The Dumbbell Incline Hammer Press on Exercise Ball is a fantastic and versatile exercise that targets the muscles of your chest, shoulders, and triceps. This exercise is a variation of the traditional dumbbell incline press, but with an added challenge of balancing on an exercise ball. The incline position helps to focus on the upper chest muscles, while the hammer grip (palms facing each other) activates the outer chest and shoulders. Performing this exercise on an exercise ball adds an element of instability, which engages more muscles in your core to maintain balance. Not only does it strengthen your upper body, but it also requires stability and control, making it a great exercise for improving overall coordination and stability. To perform the Dumbbell Incline Hammer Press on Exercise Ball, you'll need an incline bench set at a 45-degree angle and a pair of dumbbells. Begin by sitting on the exercise ball and carefully walk your feet forward while rolling your back onto the bench. Hold the dumbbells with a hammer grip (palms facing each other) and bring them to the sides of your chest, elbows bent at approximately 90 degrees. From here, push the dumbbells upward, extending your arms fully, and maintaining control throughout the movement. Lower the dumbbells back down to the starting position, keeping your elbows at a 90-degree angle, and repeat for the desired number of repetitions. Remember to engage your core muscles throughout the exercise to maintain balance on the exercise ball. As with any exercise, it is important to use proper form and start with lighter weights before progressing to heavier ones to avoid injury. Incorporate the Dumbbell Incline Hammer Press on Exercise Ball into your upper body workout routine to challenge your chest, shoulders, and triceps effectively. By combining strength and stability, this exercise helps you build a well-rounded physique and improve functional strength for everyday activities.

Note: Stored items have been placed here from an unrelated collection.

Issue #248, opened 2021-05-12
Forms lose style if peer dependency is updated


gusfune:
This is a follow-up on #246 which I have managed to properly replicate after a few tests. It seems a newer version of @emotion (probably @emotion/react@11.4.0) has a breaking change that avoids the rendering of super tokens components. This also conflicts with any other plugin that is using @emotion on a newer version, causing the following console warning:

`You are loading @emotion/react when it is already loaded. Running multiple instances may cause problems. This can happen if multiple versions are used, or if multiple builds of the same version are used.`

Using:
- supertokens-auth-react: 0.12.1
- supertokens-node: 5.0.1
- supertokens-website: 7.0.1   

<img width="376" alt="Screen Shot 2021-05-10 at 17 39 30" src="https://user-images.githubusercontent.com/1147240/117687619-42568f80-b1b8-11eb-99e8-7c1463e55ef3.png">

rishabhpoddar:
Thanks for the issue. Do you think simply updating the emotion version that we use is a good fix? Cause what if this same issue happens in the future with a newer version of emotion? Any ideas on how we can permanently fix this problem?

rishabhpoddar:
In a test app, I installed the latest version of `@hookform/devtools` and `react-hook-form`, and added the `DevTool` component like so:
```js

render() {
const { register, control, handleSubmit } = useForm({
        mode: "onChange",
});

return (
        <>
           <Router>
             ...
           </Router>
           <DevTool control={control} />
        </>
    );
}

```

I do get the warning you mentioned:
```
You are loading @emotion/react when it is already loaded. Running multiple instances may cause problems. This can happen if multiple versions are used, or if multiple builds of the same version are used.
```

However, the form still loads correctly for me:
<img width="1280" alt="Screenshot 2021-05-12 at 21 15 37" src="https://user-images.githubusercontent.com/2976287/118005035-a53a5900-b367-11eb-8614-3c01071c3efb.png">

What am I missing so that I can replicate this issue?

gusfune:
We are using yarn `2.x` instead of npm or yarn classic, and we use deduplicate as well to keep only the most recent version of a package. That might be influencing the issue. I did one more test and if I try to use yarn in pnp mode, the same issue happens no matter if I updated other packages using the same dependencies.

rishabhpoddar:
[...]

PR #249, opened 2021-05-13
Use "^" for @emotion/* packages in package.json

heracek:
Hi,
I'm happy user of `supertokens-auth-react`. I'm using it on site build with [Chakra-UI](https://chakra-ui.com/) which is based on `emotion`.

## Problem

I can't upgrade `@emotion/react` to new versions, because `supertokens-auth-react` has "exact" dependancy on one version of emotion.

If I try to upgrade to new version, it will install two versions of `emotion` (one for my project one for `supertokens-auth-react`) and this is problematic because `emotion` will start complaining about incompatible contexts. And even if it would work it would bundle two versions of `emotion` to my app which would result to increased JS bundle size.

## Solution

Switch to `"^11.2.0"` version for all `@emotion/*` dependencies in `supertokens-auth-react`.

This allows to upgrade `emotion`, hoist it to the root `node_modules` folder and share the same package for my project and 
`supertokens-auth-react`.

## Additional Points

- move all `"dependencies"` to `^` versions (`chroma-js`, and `react-shadow`) (so if projects uses those packages too it will not bundle 2 versions)
- add missing return type for `redirectToLogin` (`npm run lint` was complaining about it and it was easy fix)
- moved `"@emotion/babel-plugin"` to `devDependencies` (it [should be there](https://github.com/emotion-js/emotion/tree/main/packages/babel-plugin#installation))
- upgraded `babel-plugin-inline-react-svg` (`npm audit` was complaining about "high vulnerability" issue)


rishabhpoddar:
Thanks for this PR @heracek. Do you think this PR would solve this issue as well: https://github.com/supertokens/supertokens-auth-react/issues/248?

rishabhpoddar:
Also, if we are upgrading emotion, perhaps we should upgrade to the latest version (to `^11.4.0`). However, that would still be a different version to that used by Chakra-UI... Any ideas on how this issue can be resolved permanently?

heracek:
Thanks for quick merge!


I think it will help with the issue. But I'm not using Yarn v2, so I cannot say for sure that it will fix that issue.

I think that in some cases it will still be possible that two versions of `emotion` will be installed (for example when you upgrade packages), but running `yarn upgrade --deep` should fix the issue.

To completely fix the issue I think it will be necessary to move all `emotion` dependencies to `"peerDependencies"`. But this would mean that users of `supertokens-auth-react` would have to run: `yarn install supertokens-auth-react @emotion/react` to make `supertokens-auth-react` work.

rishabhpoddar:
Makes sense.. for now i'll just upgrade the package to use the latest version of emotion with a `^`. If this issue comes up in the future again, then perhaps can move it to peer dependency...

heracek:
> Also, if we are upgrading emotion, perhaps we should upgrade to the latest version (to `^11.4.0`). However, that would still be a different version to that used by Chakra-UI... Any ideas on how this issue can be resolved permanently?

I intentionally left the version to lower `^11.2.0` (vs. latest `^11.4.0`). This will "not force" me to upgrade `emotion` when I'll be using `supertokens-auth-react` (for example I have to stay on older version because of some other package).

I think `supertokens-auth-react` should depend on lowest possible and use `^` to be compatible with wide range of `emotion` packages. If there is issue in some specific `emotion` version that has effect on `supertokens-auth-react`, then you should increase the version number.

rishabhpoddar:
> I think supertokens-auth-react should depend on lowest possible and use ^ to be compatible with wide range of emotion packages.

Agreed! Thanks

rishabhpoddar:
@heracek this change has been release in version 0.13.0.

heracek:
Thanks 🤩

PR #251, opened 2021-05-24
Ability to customise recipe functions

rishabhpoddar:
- [x] Changes
    - [x] Makes types simpler
    - [x] Make emailverification into a recipe
    - [x] Eliminate the need for getRecipeOrThrow in feature and theme components by passing down config
    - [x] Create and use interfaces for all recipes
    - [x] Allow interfaces to be overrided
    - [x] Any better way of doing preApiHook?
    - [x] make httpRequest part of implementation as opposed to part of recipe
    - [x] Remove httpRequest from super recipe class
    - [x] move authRecipeModule > theme into each recipe's theme.
    - [x] Move wrappers components to their own recipe.
    - [x] Move with-ts example in test folder, check for types, and remove all .ts files that are only for importing purposes
    - [x] Override components and style
        - How will the user find the actual implementation of a component on github? - https://github.com/supertokens/supertokens-auth-react/issues/260
    - [x] Do we need GET_REDIRECTION_URL in GetRedirectionURLContext in thirdparty?
    - [x] Do not pass status as a child to thirdpary theme
    - [x] redirectToAuth should not add redirectTo query param by default
    - [x] Event handlers should be at the time of implementation in recipe
    - [x] Test out override in typescript, simple and emailverification override as well.
    - [x] Fix Pre API hook event name for thirdparty sign in up and email password sign in and sign up
- [ ] Tests
    - [x] Manually rendering feature components 
        - [x] One per auth recipe (3 of them)
    - [ ] Make sure react router dom is being used properly
        - This may be hard to test. But one possible idea is to store some variable in memory on test start, and navigate a bunch of pages (sign in, sign out etc...), and then check that the variable is still set at the end of the test. If at anytime, the page has been reloaded (cause maybe a bug in not using react-route-dom properly), then the variable will have disappeared and the test would fail..
    - [ ] Email verification override
        - [ ] One per auth recipe (3 of them)
    - [ ] Normal override
        - [ ] all recipes (4 of them) 
    - [ ] Check in prod app if you see a big wall of red error when you navigate to /auth/verify-email?token=TOKEN&mode=REQUIRED.
        - This is manual test, can ignore.
    - [x] Component override tests
    - [x] NormalisationPath change for when the path is "/"
        - No need to explicitly test this.. it's just FYI for me to manually test 
    - [x] Session override, onHandleEvent and preAPIHooks
        - Add preAPIHooks and onHandleEvent callbacks to Session.init (with proper formatting). And check that in end-to-end tests, those are being added to the console log. You will need to change the console logs checking to get them to pass, but when you change them, make sure they make sense (for ex, check that SIGN_OUT event is getting fired at the right time in the sequence of logs)
        - One issue might come up with refresh session related events - they may behave differently on each run (though they should not). In that case, you can omit logging those events in case the `context.action` is refresh (in the `preAPIHooks` and `onHandleEvent`).
    - [ ] Is it fine that prop-type is in devDependency?
        - One time manual test.. please ignore


dulowski-marek:
> Is it fine that prop-type is in devDependency?

If it's not being removed during build step from production code, it should be listed as `dependency` or `peerDependency`.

  • Start by sitting on an exercise ball and holding a pair of dumbbells in each hand.
  • Slowly walk your feet forward, rolling your body down until the exercise ball is supporting your upper back and head.
  • Extend your arms fully, holding the dumbbells with your palms facing each other.

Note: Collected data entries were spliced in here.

PR #258, opened 2021-06-08
Detects if withOverride is being using without parent provider

rishabhpoddar:
@dulowski-marek  please feel free to merge into your branch once you have reviewed it

Related to: https://github.com/supertokens/supertokens-auth-react/pull/255

### DIFF
--- a/lib/ts/components/componentOverride/componentOverrideContext.ts
+++ b/lib/ts/components/componentOverride/componentOverrideContext.ts
@@ -1,8 +1,10 @@
 import React from "react";
 import { ComponentOverride } from "./componentOverride";
 
-type ContextType<T> = {
-    [K in keyof T]?: ComponentOverride<any>;
-};
+type ContextType<T> =
+    | {
+          [K in keyof T]?: ComponentOverride<any>;
+      }
+    | "IS_DEFAULT";
 
-export const ComponentOverrideContext = React.createContext<ContextType<any>>({});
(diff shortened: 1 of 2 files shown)


lib/ts/components/componentOverride/componentOverrideContext.ts
```diff
@@ -1,8 +1,10 @@
...
 import { ComponentOverride } from "./componentOverride";
 
-type ContextType<T> = {
-    [K in keyof T]?: ComponentOverride<any>;
-};
+type ContextType<T> =
+    | {
+          [K in keyof T]?: ComponentOverride<any>;
+      }
+    | "IS_DEFAULT";
```
dulowski-marek, line 8: Why use `IS_DEFAULT` string instead of `undefined` or `null` for instance?

dulowski-marek (commented):
Just curious about the reason

lib/ts/components/componentOverride/componentOverrideContext.ts
rishabhpoddar: Just to be more explicit.. Could have used `undefined` or `null` as well.. But they we would not be able to differentiate if the user has provided `undefined` as opposed to it being our mistake where we forgot to add a parent provider.

dulowski-marek: Right, the mistake might also be related to passing invalid value in normalize config as well. Let's go this way.

dulowski-marek (approved):

PR #238, opened 2025-09-15
Set MOM parameters that were using defaults in NEP experiment

theresa-cordero:
With changes to the defaults in MOM6, some parameters that were not set explicitly in the NEP experiment now must be set to preserve old solutions.

These parameters are:
```
TIDES_ANSWER_DATE = 20230630
WAVE_INTERFACE_ANSWER_DATE = 20221231 
MASS_WEIGHT_IN_PRESSURE_GRADIENT_TOP = False
```


uwagura (approved):
As discussed earlier, we should also update the main xml for this configuration to use the latest settings, but otherwise I was able to reproduce old answers with these changes.

PR #242, opened 2025-09-19
Update MOM6 and ocean_BGC to point to the latest commits

uwagura:
This PR points the submodules to their latest versions.


uwagura:
tests initially failed because my branch originally did not contain the new parameters - the force push should have fixed this

theresa-cordero:
Note that this update of MOM6 will change answers if some defaults are not explicitly set. Otherwise we have confirmed that these updates do not change answers for NWA12 and NEP10 experiments.

PR #245, opened 2025-09-25
turn on automodule gha

yichengt900:
Try turn on automodule gha again......


uwagura:
@yichengt900 I'm not sure why the containerized run isn't reproducing on c5, as I believe @theresa-cordero was able to run this successfully the other day, but I can look into this issue from here

theresa-cordero:
Yes, I ran the container successfully on C5 yesterday.

uwagura:
Addressed by #247

Issue #251, opened 2025-12-02
Need a long term solution for example datasets


andrew-c-ross:
In a number of places, the documentation and scripts point to datasets stored at ftp.gfdl.noaa.gov:/pub/Yi-cheng.Teng. However, these datasets are currently unavailable because data is periodically swept from the public FTP server. We also don't want to keep bugging @yichengt900 to put the data back up. So, we should find a permanent place to put these datasets and update the documentation and scripts accordingly. We may also need @yichengt900 to point to where the authoritative versions of these datasets currently are within GFDL's storage network.

uwagura:
I think I may have come up with a more permanent solution for now: I created a sharable globus link that has the tar files on it. @andrew-c-ross , can you test this out and let me know what you think of it as a replacement for ftp: `wget https://g-8b4b27.fce040.8443.data.globus.org/1d_ci_datasets.tar.gz`

uwagura:
hmm did running `wget` on that link not work? The data should be public to all, so I'm not even sure why it asked for a log in on the web platform, but I certainly wasn't asked for a log in when I tried to wget the data.

andrew-c-ross:
For me, trying it on my personal laptop on guest wifi, wget downloaded the html for the login page 😖 

edit: It downloads a .tar.gz file with the right name, but when I look inside it's actually the html for the login page. Did you check the download that you got?

PR #255, opened 2026-01-16
Change FTP address of 1d datasets and point users to email for other datasets

uwagura:
Partially addresses #251 , along with #254 . This PR updates the ftp address for the 1d data sets from Yi-Cheng's `/pub` folder to a more permanent location on GFDL's data portal. Going forward, we should point folks to that location if they want our 1d datasets

Since we rarely get requests for the other datasets and they are much larger than the 1d dataset, I updated `exps/README` to tell users to reach out to us via email if they would like the larger datasets. It may be easier to serve these individually via globus or some other solution. If anyone thinks it's important to make those datasets publicly available, I can look into a more permanent solution for those as well.

### DIFF
--- a/builds/README.md
+++ b/builds/README.md
@@ -57,6 +57,6 @@ brew install wget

  • Begin the exercise by bending your elbows, lowering the dumbbells to the sides of your chest.
  • Pause for a moment, then push the dumbbells back up, extending your arms fully.
  • Repeat the movement for the desired number of repetitions.

Tips & Tricks

  • Focus on maintaining proper form throughout the exercise
  • Engage your core muscles to stabilize your body on the exercise ball
  • Start with light dumbbells and gradually increase the weight as you get stronger
  • Keep your shoulder blades retracted and squeezed together during the movement
  • Control the movement and avoid bouncing the dumbbells off your chest
  • Exhale as you press the dumbbells up and inhale as you lower them down
  • Ensure that your wrists remain straight and aligned with your forearms
  • Use a full range of motion by allowing your elbows to drop below the level of your shoulders
  • Always warm up before attempting this exercise to prevent injury
  • Consult with a fitness professional if you're unsure about your technique or have any concerns.